▶

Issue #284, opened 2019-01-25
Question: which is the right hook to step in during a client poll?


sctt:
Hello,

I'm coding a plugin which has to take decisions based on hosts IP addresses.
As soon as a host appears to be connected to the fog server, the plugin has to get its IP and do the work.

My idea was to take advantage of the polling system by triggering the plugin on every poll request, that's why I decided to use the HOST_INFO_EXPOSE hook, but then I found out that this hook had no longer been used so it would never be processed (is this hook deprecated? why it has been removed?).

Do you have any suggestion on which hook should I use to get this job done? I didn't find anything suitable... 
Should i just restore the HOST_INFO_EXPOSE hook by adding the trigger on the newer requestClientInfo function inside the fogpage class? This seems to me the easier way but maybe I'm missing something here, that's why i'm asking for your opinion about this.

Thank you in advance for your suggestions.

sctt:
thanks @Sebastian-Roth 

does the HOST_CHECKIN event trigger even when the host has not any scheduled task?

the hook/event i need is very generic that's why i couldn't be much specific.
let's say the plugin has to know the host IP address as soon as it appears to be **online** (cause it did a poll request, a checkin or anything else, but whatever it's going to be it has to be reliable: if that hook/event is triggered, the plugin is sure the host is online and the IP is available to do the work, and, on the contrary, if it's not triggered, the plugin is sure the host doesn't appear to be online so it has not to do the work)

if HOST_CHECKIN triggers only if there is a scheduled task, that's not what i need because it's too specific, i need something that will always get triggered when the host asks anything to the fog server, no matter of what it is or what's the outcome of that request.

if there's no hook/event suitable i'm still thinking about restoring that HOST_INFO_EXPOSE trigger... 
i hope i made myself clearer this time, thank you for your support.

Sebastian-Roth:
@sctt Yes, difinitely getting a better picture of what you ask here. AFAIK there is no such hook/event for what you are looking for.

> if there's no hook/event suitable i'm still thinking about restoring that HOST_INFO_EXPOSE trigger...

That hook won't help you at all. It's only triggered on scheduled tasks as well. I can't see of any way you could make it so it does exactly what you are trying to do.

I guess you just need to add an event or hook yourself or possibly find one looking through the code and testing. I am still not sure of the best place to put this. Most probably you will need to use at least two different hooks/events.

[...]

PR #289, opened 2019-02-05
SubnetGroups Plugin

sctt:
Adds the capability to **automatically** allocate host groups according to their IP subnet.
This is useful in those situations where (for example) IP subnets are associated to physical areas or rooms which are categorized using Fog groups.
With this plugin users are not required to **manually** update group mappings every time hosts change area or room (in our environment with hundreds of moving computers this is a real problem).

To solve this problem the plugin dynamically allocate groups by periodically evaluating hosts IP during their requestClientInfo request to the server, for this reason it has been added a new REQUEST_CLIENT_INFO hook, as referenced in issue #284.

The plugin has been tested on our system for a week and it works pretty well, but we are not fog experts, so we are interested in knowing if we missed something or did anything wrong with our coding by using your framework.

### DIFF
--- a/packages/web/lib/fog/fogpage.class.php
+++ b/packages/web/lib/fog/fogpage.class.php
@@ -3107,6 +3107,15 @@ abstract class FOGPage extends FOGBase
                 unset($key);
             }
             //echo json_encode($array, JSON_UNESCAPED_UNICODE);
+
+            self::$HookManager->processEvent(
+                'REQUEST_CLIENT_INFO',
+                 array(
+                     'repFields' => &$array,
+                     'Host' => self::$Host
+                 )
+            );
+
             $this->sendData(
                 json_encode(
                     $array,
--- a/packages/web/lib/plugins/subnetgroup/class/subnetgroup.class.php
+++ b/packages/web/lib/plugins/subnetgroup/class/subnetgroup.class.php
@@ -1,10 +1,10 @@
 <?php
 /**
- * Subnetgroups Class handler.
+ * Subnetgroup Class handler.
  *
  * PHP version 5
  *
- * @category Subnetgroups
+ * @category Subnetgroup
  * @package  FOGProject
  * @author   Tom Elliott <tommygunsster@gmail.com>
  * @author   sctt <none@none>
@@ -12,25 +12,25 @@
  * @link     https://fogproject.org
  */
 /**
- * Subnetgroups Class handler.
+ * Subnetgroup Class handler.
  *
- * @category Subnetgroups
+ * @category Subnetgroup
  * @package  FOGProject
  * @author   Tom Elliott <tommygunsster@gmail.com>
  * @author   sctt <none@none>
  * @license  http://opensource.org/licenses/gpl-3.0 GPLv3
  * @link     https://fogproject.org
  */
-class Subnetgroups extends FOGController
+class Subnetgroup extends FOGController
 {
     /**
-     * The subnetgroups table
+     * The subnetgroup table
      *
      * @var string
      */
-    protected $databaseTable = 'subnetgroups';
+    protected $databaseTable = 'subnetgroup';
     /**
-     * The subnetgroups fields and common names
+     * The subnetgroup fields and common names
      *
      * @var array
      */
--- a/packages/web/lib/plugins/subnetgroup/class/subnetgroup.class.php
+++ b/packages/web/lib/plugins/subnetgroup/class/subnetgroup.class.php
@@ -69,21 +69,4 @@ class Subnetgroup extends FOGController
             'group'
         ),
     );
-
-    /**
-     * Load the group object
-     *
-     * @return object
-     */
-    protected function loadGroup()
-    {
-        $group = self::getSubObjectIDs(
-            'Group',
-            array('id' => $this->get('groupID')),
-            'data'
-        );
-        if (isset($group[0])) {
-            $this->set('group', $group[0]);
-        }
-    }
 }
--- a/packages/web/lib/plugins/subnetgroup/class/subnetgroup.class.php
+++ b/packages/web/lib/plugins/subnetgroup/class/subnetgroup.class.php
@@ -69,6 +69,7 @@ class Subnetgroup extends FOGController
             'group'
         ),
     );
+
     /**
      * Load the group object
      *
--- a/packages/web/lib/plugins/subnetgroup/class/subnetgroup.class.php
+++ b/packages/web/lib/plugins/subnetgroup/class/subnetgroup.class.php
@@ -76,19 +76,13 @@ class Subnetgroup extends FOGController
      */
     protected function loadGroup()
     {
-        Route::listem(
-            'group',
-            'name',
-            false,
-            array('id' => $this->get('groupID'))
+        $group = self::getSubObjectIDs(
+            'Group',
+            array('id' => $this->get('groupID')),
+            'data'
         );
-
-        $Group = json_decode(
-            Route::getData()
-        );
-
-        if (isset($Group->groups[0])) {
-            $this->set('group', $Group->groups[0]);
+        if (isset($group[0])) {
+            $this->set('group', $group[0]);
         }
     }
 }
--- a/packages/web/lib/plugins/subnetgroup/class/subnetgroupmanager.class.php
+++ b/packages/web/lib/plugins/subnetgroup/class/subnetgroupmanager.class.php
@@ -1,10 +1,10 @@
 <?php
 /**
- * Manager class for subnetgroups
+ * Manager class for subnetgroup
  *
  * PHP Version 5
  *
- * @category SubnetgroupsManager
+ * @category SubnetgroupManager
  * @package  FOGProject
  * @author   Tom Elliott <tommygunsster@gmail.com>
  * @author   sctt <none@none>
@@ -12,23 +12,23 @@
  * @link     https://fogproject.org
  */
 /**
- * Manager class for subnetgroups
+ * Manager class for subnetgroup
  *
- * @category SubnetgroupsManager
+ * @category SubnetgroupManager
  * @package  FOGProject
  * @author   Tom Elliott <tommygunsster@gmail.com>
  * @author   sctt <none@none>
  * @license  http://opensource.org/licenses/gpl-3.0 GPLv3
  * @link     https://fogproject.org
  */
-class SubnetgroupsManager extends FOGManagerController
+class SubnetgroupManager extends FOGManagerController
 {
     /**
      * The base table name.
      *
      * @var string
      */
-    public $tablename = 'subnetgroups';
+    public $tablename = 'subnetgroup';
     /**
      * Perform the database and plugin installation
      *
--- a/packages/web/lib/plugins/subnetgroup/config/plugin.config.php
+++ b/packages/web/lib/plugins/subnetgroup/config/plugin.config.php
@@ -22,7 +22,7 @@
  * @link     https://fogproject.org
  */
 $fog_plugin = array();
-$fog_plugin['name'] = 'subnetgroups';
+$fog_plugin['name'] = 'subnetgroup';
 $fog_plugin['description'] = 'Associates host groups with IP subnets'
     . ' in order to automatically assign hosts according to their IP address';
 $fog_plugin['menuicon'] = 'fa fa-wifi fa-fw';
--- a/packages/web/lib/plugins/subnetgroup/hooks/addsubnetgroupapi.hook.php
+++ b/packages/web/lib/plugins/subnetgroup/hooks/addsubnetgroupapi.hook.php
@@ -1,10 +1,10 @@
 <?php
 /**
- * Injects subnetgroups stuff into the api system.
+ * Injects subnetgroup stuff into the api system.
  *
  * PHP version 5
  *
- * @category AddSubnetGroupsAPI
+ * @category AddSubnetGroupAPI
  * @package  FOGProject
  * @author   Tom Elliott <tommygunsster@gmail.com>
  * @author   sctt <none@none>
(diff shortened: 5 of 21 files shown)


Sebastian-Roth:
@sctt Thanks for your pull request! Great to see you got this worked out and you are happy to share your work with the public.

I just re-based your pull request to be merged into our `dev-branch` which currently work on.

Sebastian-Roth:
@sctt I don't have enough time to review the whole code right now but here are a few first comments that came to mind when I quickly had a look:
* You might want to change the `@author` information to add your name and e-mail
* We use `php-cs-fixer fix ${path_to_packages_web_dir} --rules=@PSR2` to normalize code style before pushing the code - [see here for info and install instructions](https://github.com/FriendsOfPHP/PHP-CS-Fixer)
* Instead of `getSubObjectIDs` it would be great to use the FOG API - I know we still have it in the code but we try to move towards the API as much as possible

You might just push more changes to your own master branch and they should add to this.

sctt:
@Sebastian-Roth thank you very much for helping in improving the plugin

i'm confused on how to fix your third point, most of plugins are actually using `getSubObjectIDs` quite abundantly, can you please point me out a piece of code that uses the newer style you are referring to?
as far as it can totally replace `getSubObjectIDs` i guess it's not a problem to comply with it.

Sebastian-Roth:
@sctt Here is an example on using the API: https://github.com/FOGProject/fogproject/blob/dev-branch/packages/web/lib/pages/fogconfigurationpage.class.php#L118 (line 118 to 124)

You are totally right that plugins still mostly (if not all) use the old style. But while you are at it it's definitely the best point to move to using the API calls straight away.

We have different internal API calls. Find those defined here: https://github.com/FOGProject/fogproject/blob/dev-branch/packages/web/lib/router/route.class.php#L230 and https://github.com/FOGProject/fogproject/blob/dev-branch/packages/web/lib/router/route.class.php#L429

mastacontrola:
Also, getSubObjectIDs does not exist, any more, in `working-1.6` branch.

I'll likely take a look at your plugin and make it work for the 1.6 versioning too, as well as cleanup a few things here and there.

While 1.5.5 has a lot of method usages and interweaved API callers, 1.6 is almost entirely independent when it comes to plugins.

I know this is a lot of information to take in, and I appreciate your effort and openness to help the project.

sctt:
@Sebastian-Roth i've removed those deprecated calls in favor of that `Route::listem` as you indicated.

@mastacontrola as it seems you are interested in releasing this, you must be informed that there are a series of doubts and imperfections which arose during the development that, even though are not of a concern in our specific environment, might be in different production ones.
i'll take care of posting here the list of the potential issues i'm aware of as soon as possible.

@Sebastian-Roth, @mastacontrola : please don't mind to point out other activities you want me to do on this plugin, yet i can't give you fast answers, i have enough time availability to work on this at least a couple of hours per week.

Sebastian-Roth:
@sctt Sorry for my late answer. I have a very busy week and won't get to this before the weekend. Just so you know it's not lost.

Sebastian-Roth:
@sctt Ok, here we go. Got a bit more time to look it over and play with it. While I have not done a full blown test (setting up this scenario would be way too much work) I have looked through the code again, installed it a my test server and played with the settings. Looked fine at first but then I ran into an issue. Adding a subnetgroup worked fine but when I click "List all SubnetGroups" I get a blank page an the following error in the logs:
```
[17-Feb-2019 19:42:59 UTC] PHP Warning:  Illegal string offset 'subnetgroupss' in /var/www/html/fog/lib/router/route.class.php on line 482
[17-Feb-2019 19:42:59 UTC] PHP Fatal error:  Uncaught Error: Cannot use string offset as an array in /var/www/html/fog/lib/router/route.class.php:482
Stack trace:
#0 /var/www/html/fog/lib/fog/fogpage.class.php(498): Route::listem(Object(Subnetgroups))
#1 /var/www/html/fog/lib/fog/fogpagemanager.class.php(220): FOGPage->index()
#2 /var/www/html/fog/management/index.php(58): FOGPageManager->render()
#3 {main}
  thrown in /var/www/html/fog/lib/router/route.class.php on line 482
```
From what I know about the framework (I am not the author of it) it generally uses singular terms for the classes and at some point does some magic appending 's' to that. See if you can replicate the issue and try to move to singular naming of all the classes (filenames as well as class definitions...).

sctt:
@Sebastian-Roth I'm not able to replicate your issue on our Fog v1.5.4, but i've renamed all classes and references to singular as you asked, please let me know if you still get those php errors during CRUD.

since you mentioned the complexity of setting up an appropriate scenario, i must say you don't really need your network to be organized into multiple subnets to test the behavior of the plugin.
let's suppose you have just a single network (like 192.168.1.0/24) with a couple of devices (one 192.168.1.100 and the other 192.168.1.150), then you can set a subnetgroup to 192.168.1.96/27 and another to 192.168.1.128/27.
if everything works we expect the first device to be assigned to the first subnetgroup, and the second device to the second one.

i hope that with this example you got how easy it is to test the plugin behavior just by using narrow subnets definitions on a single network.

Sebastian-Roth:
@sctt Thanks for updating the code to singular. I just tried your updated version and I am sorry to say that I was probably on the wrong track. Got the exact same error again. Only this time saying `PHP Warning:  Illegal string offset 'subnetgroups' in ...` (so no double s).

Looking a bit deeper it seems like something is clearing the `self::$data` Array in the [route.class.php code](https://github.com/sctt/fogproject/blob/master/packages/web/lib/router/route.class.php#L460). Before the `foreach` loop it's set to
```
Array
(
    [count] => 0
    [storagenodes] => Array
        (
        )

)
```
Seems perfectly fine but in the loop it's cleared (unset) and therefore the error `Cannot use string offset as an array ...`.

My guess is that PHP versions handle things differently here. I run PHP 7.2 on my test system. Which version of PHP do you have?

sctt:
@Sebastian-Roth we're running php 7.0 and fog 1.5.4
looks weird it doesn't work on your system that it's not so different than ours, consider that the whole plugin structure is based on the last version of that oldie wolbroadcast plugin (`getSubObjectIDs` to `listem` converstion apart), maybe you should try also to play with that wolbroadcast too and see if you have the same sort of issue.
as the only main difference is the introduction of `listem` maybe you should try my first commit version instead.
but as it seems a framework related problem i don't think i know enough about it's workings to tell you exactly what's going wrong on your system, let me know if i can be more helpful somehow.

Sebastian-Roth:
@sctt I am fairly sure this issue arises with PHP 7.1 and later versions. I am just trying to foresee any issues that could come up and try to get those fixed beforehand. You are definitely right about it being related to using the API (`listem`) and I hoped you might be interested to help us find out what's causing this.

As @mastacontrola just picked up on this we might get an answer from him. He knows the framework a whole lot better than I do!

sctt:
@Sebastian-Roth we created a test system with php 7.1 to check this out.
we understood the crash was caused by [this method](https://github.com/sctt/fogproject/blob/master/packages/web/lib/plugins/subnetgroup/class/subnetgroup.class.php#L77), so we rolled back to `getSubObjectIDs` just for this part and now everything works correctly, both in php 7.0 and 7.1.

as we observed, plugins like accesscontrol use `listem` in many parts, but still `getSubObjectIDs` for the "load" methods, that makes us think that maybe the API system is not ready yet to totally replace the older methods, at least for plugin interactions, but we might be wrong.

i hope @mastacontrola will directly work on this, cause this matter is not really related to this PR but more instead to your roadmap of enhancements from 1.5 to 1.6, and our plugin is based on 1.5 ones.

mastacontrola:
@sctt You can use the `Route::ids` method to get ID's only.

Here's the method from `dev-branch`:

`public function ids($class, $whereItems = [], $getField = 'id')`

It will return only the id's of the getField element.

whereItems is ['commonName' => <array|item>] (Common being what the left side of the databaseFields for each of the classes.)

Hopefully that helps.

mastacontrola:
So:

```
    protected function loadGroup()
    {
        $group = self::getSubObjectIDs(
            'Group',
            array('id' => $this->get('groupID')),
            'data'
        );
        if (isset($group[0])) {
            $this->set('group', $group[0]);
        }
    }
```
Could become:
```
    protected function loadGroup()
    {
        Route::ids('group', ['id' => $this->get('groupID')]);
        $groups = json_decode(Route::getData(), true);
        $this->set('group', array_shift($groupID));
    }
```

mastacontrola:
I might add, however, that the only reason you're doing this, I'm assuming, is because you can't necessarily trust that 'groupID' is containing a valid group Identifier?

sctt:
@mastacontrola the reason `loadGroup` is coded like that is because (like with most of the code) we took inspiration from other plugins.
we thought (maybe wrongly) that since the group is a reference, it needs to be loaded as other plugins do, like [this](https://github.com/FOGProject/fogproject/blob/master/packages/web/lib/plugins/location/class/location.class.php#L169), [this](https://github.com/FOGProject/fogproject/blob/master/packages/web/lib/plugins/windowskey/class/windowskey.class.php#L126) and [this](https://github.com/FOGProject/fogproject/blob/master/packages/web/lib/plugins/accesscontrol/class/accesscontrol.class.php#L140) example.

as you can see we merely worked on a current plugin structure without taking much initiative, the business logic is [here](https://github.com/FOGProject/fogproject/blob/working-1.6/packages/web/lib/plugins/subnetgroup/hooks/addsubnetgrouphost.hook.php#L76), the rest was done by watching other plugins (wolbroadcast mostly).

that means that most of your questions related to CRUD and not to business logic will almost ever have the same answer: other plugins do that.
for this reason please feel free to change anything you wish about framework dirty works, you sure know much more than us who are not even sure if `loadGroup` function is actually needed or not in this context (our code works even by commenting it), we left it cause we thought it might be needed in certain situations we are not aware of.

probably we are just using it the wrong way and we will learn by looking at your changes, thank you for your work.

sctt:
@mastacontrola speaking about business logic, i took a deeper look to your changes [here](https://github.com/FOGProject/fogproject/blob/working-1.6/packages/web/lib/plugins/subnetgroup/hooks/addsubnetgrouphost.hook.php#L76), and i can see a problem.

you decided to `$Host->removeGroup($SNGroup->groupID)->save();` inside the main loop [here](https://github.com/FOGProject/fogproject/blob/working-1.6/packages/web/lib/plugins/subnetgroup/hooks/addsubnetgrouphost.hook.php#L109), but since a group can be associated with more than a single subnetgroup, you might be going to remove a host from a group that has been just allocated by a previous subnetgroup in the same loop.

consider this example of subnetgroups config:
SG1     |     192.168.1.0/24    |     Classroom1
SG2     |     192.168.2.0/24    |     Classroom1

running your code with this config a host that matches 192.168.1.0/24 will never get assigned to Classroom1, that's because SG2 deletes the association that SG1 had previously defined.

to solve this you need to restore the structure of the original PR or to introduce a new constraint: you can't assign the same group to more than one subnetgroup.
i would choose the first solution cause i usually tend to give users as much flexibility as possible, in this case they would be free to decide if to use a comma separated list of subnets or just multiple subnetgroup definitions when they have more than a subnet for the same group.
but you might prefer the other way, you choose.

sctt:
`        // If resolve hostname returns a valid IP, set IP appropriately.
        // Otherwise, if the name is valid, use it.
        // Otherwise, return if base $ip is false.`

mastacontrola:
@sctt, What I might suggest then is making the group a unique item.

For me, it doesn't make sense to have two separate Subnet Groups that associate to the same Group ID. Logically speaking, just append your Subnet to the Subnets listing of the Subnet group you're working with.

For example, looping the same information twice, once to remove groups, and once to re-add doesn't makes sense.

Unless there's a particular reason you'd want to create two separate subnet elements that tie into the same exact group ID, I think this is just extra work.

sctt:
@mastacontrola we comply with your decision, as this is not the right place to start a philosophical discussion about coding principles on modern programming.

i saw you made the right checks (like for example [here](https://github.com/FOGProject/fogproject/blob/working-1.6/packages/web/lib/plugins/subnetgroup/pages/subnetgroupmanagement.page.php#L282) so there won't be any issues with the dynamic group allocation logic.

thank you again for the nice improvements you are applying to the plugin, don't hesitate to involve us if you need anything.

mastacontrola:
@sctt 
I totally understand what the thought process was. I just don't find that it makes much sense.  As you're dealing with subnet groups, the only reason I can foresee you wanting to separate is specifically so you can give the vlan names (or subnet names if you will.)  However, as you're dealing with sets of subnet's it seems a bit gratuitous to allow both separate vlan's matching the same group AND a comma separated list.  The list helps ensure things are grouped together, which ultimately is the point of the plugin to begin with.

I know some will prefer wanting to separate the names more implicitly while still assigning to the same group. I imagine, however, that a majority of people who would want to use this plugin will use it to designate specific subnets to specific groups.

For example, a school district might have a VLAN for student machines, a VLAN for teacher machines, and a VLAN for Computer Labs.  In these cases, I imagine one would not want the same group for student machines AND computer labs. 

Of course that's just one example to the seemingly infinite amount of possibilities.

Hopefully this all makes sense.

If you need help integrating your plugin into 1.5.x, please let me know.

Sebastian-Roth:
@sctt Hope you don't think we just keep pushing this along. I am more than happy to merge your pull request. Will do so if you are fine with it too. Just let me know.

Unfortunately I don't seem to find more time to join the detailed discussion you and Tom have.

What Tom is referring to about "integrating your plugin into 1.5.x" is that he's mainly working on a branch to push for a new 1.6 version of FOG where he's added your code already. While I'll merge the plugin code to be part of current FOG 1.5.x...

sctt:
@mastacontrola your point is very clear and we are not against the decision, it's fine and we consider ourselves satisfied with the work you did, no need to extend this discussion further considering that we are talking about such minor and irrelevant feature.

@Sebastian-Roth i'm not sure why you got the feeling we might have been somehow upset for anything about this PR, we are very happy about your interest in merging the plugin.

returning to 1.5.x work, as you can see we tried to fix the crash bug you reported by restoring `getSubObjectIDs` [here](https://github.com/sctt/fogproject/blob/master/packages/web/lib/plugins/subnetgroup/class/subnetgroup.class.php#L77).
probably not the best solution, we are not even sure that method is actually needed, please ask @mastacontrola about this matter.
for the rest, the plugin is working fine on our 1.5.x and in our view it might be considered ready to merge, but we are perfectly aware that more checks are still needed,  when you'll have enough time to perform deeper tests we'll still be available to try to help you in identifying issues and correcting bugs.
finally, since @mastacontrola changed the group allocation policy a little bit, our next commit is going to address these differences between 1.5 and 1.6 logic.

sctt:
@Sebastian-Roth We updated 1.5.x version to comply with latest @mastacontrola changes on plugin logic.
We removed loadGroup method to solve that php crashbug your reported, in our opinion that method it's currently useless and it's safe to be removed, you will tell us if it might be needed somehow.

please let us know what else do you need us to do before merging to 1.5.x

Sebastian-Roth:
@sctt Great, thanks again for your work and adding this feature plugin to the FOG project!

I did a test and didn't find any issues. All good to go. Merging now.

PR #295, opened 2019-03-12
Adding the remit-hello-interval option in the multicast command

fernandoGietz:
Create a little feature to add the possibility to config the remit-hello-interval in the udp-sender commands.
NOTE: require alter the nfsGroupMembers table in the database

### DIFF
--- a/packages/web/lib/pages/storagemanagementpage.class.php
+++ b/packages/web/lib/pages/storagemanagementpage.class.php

◀

Start printing at the line with "Adding the remit-hello-interval" and stop after the final line of the listing above, keeping every line exact.

Adding the remit-hello-interval option in the multicast command

fernandoGietz:
Create a little feature to add the possibility to config the remit-hello-interval in the udp-sender commands.
NOTE: require alter the nfsGroupMembers table in the database

### DIFF
--- a/packages/web/lib/pages/storagemanagementpage.class.php
+++ b/packages/web/lib/pages/storagemanagementpage.class.php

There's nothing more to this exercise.